Mary d'Anjou, Queen of France, and her son, Louis, Count of Maine, who
all three desired peace, set themselves to work to overthrow the
favorite.  In June, 1433, four young lords, one of whom, Sire de Beuil,
was La Tremoille's own nephew, introduced themselves unexpectedly into
his room at the castle of Coudray, near Chinon, where Charles VII. was.
La Tremoille showed an intention of resisting, and received a
sword-thrust.  He was made to resign all his offices, and was sent under
strict guard to the castle of Alontresor, the property of his nephew,
Sire de Beuil.  The conspirators had concerted measures with La
Tremoille's rival, the constable De Richemont, Arthur of Brittany, a man
distinguished in war, who had lately gone to help Joan of Arc, and who
was known to be a friend of peace at the same time that he was firmly
devoted to the national cause.  He was called away from his castle of
Parthenay, and set at the head of the government as well as of the army.
Charles VII. at first showed anger at his favorite's downfall.  He asked
if Richemont was present, and was told no: where-upon he seemed to grow
calmer.  Before long he did more; he became resigned, and, continuing all
the while to give La Tremoille occasional proofs of his former favor, he
fully accepted De Richemont's influence and the new direction which the
constable imposed upon his government.

War was continued nearly everywhere, with alternations of success and
reverse which deprived none of the parties of hope without giving victory
to any.  Peace, however, was more and more the general desire.  Scarcely
had one attempt at pacification failed when another was begun.  The
constable De Richemont's return to power led to fresh overtures.  He was
a states-man as well as a warrior; and his inclinations were known at
Dijon and London, as well as at Chinon.  The advisers of King Henry VI.
proposed to open a conference, on the 15th of October, 1433, at Calais.
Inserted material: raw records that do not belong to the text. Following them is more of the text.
PR #102, opened 2019-02-21
Add base docs

evrardjp:


jsuchome:
So the README content was _not_ changed in this PR, right?

evrardjp:
Nope, just converted from md to rst using pandoc.

doc/test-requirements.txt
```diff
@@ -0,0 +1 @@
+#
```
Itxaka: can we drop this file?

evrardjp: I guess I used what is the convention, but we can ofc remove it in a later patchset.

PR #103, opened 2019-02-21
disable debug for ansible on developer mode

Itxaka:
Currently the developer mode is linked into an increase in ansible
verbose AND a change to the stdout callback

Instead of that, have a different var for it as developer mode is
needed for some roles (build_images) but you dont necessarily want
extra verbosity or you stdout_callback to be overwritten

### DIFF
--- a/doc/source/user/ansible_tips.rst
+++ b/doc/source/user/ansible_tips.rst
@@ -1,0 +1,32 @@
+==============================
+Ansible tips
+==============================
+
+
+There is several variables that you can use to get extra debugging from the ansible playbooks as shown in https://docs.ansible.com/ansible/latest/reference_appendices/config.html
+
+Some examples:
+
+.. code-block:: console
+
+    export ANSIBLE_VERBOSITY=3
+    export ANSIBLE_STDOUT_CALLBACK=debug
+
+Both of this environment variables will enable a lot of verbosity and debug for all the playbooks being run
+
+
+You can also enable the debugger for failed tasks as shown in https://docs.ansible.com/ansible/latest/user_guide/playbooks_debugger.html
+
+.. code-block:: console
+
+    export ANSIBLE_ENABLE_TASK_DEBUGGER=True
+
+
+This will drop you into the debugger when a task fails so you can examine the task, vars, retry it and so on. Make sure to check the ansible docs linked for all available options
+
+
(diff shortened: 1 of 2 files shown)


Itxaka:
Seems fair @evrardjp 

I'll wait for the doc PRs to get in and rework the PR to drop + document if needed those vars (they come from ansible so IMO they should not be documented on our side)

evrardjp:
@Itxaka I agree. Maybe in a tips and tricks in user stories, pointing to ansible's docs?

evrardjp:
the docs PR merged, so it might be good to revisit this?

Itxaka:
Updated!

Itxaka:
> Could you add the doc change, or at least point to another PR for the doc change, please?

I dont think that part has a place in our docs being generic to ansible. I mean, why stop on those vars? there is plenty of helpful ansible docs that could apply to our repo, so I dont think we should have any copy of those here.

Itxaka:
added a doc for debugging with some small examples and links to ansible docs. Dont look too good for me but at least we can probably expand the docs with more debugging tips for other parts (caasp, k8s, helm?)

evrardjp:
> added a doc for debugging with some small examples and links to ansible docs. Dont look too good for me but at least we can probably expand the docs with more debugging tips for other parts (caasp, k8s, helm?)

That's exactly what I believe our docs could help. We can't presume a deep knowledge of all the tools, so why not make user's experience better here?

doc/source/user/debugging.rst
```diff
@@ -0,0 +1,32 @@
+==============================
+Debugging
```
evrardjp: Could you rename this to:
`Increase Ansible verbosity` or `Ansible tips`?

doc/source/user/debugging.rst
```diff
@@ -0,0 +1,32 @@
...
+==============================
+
+
+There is several variables that you can use to get extra debugging from the ansible playbooks as shown in https://docs.ansible.com/ansible/latest/reference_appendices/config.html
+
+Some examples:
+
+.. code-block:: console
+
+    ANSIBLE_VERBOSITY = 3
```
evrardjp: I think you should remove the spaces, else it might be a problem.

You should also add `export` at the beginning in each line.

doc/source/user/debugging.rst
Itxaka: Yeah I wanted a bit of feedback here. This may be just the debugging page and then a subsection on ansible or we could have different pages for debugging the different components.

Im ok with either, maybe separated is better in case some pages get too long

They had, they said, a prisoner in England, confined there ever since the
battle of Agincourt, Duke Charles of Orleans, who was sincerely desirous
of peace, in spite of his family enmity towards the Duke of Burgundy.  He
was considered a very proper person to promote the negotiations, although
he sought in poetry, which was destined to bring lustre to his name, a
refuge from politics which made his life a burden.  He, one day meeting
the Duke of Burgundy's two ambassadors at the Earl of Suffolk's, Henry
VI.'s prime minister, went up to them, affectionately took their hands,
and, when they inquired after his health, said, "My body is well, my soul
is sick; I am dying with vexation at passing my best days a prisoner,
without any one to think of me."  The ambassadors said that people would
be indebted to him for the benefit of peace, for he was known to be
laboring for it.  "My Lord of Suffolk," said he, "can tell you that I
never cease to urge it upon the king and his council; but I am as useless
here as the sword never drawn from the scabbard.  I must see my relatives
and friends in France; they will not treat, surely, without having
consulted with me.  If peace depended upon me, though I were doomed to
die seven days after swearing it, that would cause me no regret.
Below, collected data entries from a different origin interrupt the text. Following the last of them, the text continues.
PR #109, opened 2019-02-27
travis: publish docs

Itxaka:
Publish docs when merged into the master branch to github pages

### DIFF
--- a/.travis.yml
+++ b/.travis.yml
@@ -2,12 +2,27 @@ language: python
 cache: pip
 dist: xenial
 
-matrix:
+jobs:
   include:
     - name: "shell syntax"
+      stage: tests
       script: find . -path "./submodules" -prune -o -type f -name "*.sh" -print | xargs -n1 shellcheck -x --format=gcc
     - name: "playbook syntax"
+      stage: tests
       script: ansible-lint playbooks/*.yml
+    - name: "build and publish docs"
+      stage: publish docs
+      install:
+        - pip install tox
+      script: tox -e docs
+      deploy:
+        provider: pages
+        skip_cleanup: true
+        github_token: $token # set in the Travis dashboard
+        local_dir: doc/build/html
+        on:
+          branch: master
+
   allow_failures:
     - name: "shell syntax"
 
--- a/doc/source/conf.py
+++ b/doc/source/conf.py
@@ -27,6 +27,7 @@ extensions = [
     'sphinxcontrib.blockdiag',
     'sphinxcontrib.seqdiag',
     'sphinxcontrib.nwdiag',
+    'sphinx.ext.githubpages',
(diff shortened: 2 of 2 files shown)


Itxaka:
This *needs* a token from a user with access to the repo as it pushes to the `gh-pages` branch. The token should be created by a bot/automated user and added to travis as `token` var

Not sure who to talk to or who is in charge of the bots

Itxaka:
Also, it works really nice: https://itxaka.github.io/socok8s/deploy-guide/index.html

.travis.yml
```diff
@@ -2,12 +2,27 @@ language: python
...
+      stage: tests
       script: find . -path "./submodules" -prune -o -type f -name "*.sh" -print | xargs -n1 shellcheck -x --format=gcc
     - name: "playbook syntax"
+      stage: tests
       script: ansible-lint playbooks/*.yml
+    - name: "build and publish docs"
+      stage: publish docs
+      install:
+        - pip install tox
+      script: tox
```
evrardjp: can you change this to tox -e docs ?
Tox might grow with reno and linting.

.travis.yml
```diff
@@ -2,12 +2,27 @@ language: python
 cache: pip
 dist: xenial
 
-matrix:
```
evrardjp: Could you explain why this movesfrom matrix to jobs?

.travis.yml
Itxaka: :+1:

.travis.yml
evrardjp: I meant in the commit message, not here :)

Itxaka: To move this into different stages to we dont build the docs if there is a failure on the tests, mostly it gains us time and we can reuse it later for extra steps that we dont necessarily want to run unless the linting is passed first (like unit tests that take longer? molecule testing?)

Kind of like the jenkins pipeline, if step X fails do not move into the next one.

Itxaka: oh, that makes sense....

evrardjp:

however, what matters it what I say?  I am not master in anything at all;
next to the two kings, it is the Duke of Burgundy and the Duke of
Brittany who have most power.  Will you not come and call upon me?"  he
added, pressing the hand of one of the ambassadors.  "They will see you
before they go," said the Earl of Suffolk, in a tone which made it plain
that no private conversation would be permitted between them.  And,
indeed, the Earl of Suffolk's barber went alone to wait upon the
ambassadors in order to tell them that, if the Duke of Burgundy desired
it, the Duke of Orleans would write to him.  "I will undertake," he
added, "to bring you his letter."  There was evident mistrust; and it was
explained to the Burgundian ambassadors by the Earl of Warwick's remark,
"Your duke never once came to see our king during his stay in France.
The Duke of Bedford used similar language to them.  Why," said he, "does
my brother the Duke of Burgundy give way to evil imaginings against me?
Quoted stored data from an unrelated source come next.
PR #112, opened 2019-02-28
Updated ses_config.yml file generation to DeepSea openstack.integrate format

matthew-fuller:
Modified ses_config.yml.j2 template and added a task to make the output ses_config.yml file from the ses-osh role match the DeepSea openstack.integrate output format. Tested and verified locally (KVM), but not on eng cloud...

### DIFF
--- a/playbooks/roles/ses-osh/tasks/main.yml
+++ b/playbooks/roles/ses-osh/tasks/main.yml
@@ -11,6 +11,15 @@
   with_items:
     - "{{ hostvars[groups['ses_nodes'][0]].ceph_files.results }}"
 
+- name: Get key values for ses-config.yml
+  set_fact:
+    "ceph_{{ item | regex_replace('[\\.\\-]', '_') }}_key":
+       "{{lookup('ini', 'key section={{ item }} file={{ socok8s_workspace }}/ceph.{{ item }}.keyring') }}"
+  with_items:
+    - "client.cinder"
+    - "client.cinder_backup"
+    - "client.glance"
+
 - name: Generate ses-config.yml
   delegate_to: localhost
   template:
--- a/playbooks/roles/ses-osh/tasks/main.yml
+++ b/playbooks/roles/ses-osh/tasks/main.yml
@@ -11,15 +11,6 @@
   with_items:
     - "{{ hostvars[groups['ses_nodes'][0]].ceph_files.results }}"
 
-- name: Get key values for ses-config.yml
-  set_fact:
-    "ceph_{{ item | regex_replace('[\\.\\-]', '_') }}_key":
-       "{{lookup('ini', 'key section={{ item }} file={{ socok8s_workspace }}/ceph.{{ item }}.keyring') }}"
-  with_items:
-    - "client.cinder"
-    - "client.cinder_backup"
-    - "client.glance"
-
 - name: Generate ses-config.yml
   delegate_to: localhost
   template:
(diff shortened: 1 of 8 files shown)


matthew-fuller:
PR #113 addresses this problem (and accounts for a problem parsing the variable name 'cinder-backup' in the new format due to the hyphen).

playbooks/roles/ses-osh/tasks/main.yml
```diff
@@ -11,6 +11,15 @@
   with_items:
     - "{{ hostvars[groups['ses_nodes'][0]].ceph_files.results }}"
 
+- name: Get key values for ses-config.yml
+  set_fact:
+    "ceph_{{ item | regex_replace('[\\.\\-]', '_') }}_key":
+       "{{lookup('ini', 'key section={{ item }} file={{ socok8s_workspace }}/ceph.{{ item }}.keyring') }}"
+  with_items:
```
evrardjp: Shouldn't this be based on the ceph_files.results too, to avoid having an item list that's out of date, and ensuring everything is properly fetched?

playbooks/roles/ses-osh/tasks/main.yml
```diff
@@ -11,6 +11,15 @@
   with_items:
     - "{{ hostvars[groups['ses_nodes'][0]].ceph_files.results }}"
 
+- name: Get key values for ses-config.yml
+  set_fact:
+    "ceph_{{ item | regex_replace('[\\.\\-]', '_') }}_key":
```
evrardjp: Where is this fact used? I am confused why this needs to be a set fact.

matthew-fuller:
I closed PR 113 and moved its changes into this PR since they all pertained to the new ses_config format. Per JP's request in PR 113, I changed the "Get ses_cluster_configuration" task in deploy-osh/tasks/main.yml to use include_vars rather than using filtering.

playbooks/roles/ses-osh/tasks/main.yml
matthew-fuller: I tried to leave most of the original PR (36) intact. These variables are used in the ses_config.yml.j2 template when constructing the new ses_config file, and they were originally based on the names of the ses_openstack_keys in the ses-ansible role, which are hard coded to "client.glance", "client.cinder", and "client.cinder_backup". However, those keys don't seem to be accessible from the ses-osh role, so I simply made a list of the names. I'm certainly open to changing / improving this, however.

evrardjp: Oh yeah I see now. 

Wouldn't it be simpler to do the lookups directly in the template? It would be far easier to read/parse.

playbooks/roles/ses-osh/templates/ses-config.yml.j2
```diff
@@ -1,28 +1,24 @@
...
-  ses_cluster_name: ceph
+---
+ceph_conf:
+  cluster_network: {{ hostvars[groups['ses_nodes'][0]].conf_options.stdout_lines.4 }}
+  fsid: {{ hostvars[groups['ses_nodes'][0]].conf_options.stdout_lines.0 }}
+  mon_host: {{ hostvars[groups['ses_nodes'][0]].conf_options.stdout_lines.2 }}
+  mon_initial_members: {{ hostvars[groups['ses_nodes'][0]].conf_options.stdout_lines.1 }}
+  public_network: {{ hostvars[groups['ses_nodes'][0]].conf_options.stdout_lines.3 }}
+cinder:
+  key: {{ ceph_client_cinder_key }}
```
evrardjp: I meant with the comment above you can replace the set_fact with the lookup directly here, and avoid the messing up with the input/set fact :)

evrardjp:
Close to perfect to me. I'd remove the set fact for future reviewability

matthew-fuller:
Following JP's recommendation, I've removed the task "Get key values for ses-config" entirely and moved the client key lookups to the ses_config.yml.j2 template directly.

evrardjp:
I haven't tested it, but it's simple and looks great.

Itxaka:
merge?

There is not a prince in the world, after my king, whom I esteem so much.
The ill-will which seems to exist between us spoils the king's affairs
and his own too.  But tell him that I am not the less disposed to serve
him."

In March, 1435, the Duke of Burgundy went to Paris, taking with him his
third wife, Isabel of Portugal, and a magnificent following.  There were
seen, moreover, in his train, a hundred wagons laden with artillery,
armor, salted provisions, cheeses, and wines of Burgundy.  There was once
more joy in Paris, and the duke received the most affectionate welcome.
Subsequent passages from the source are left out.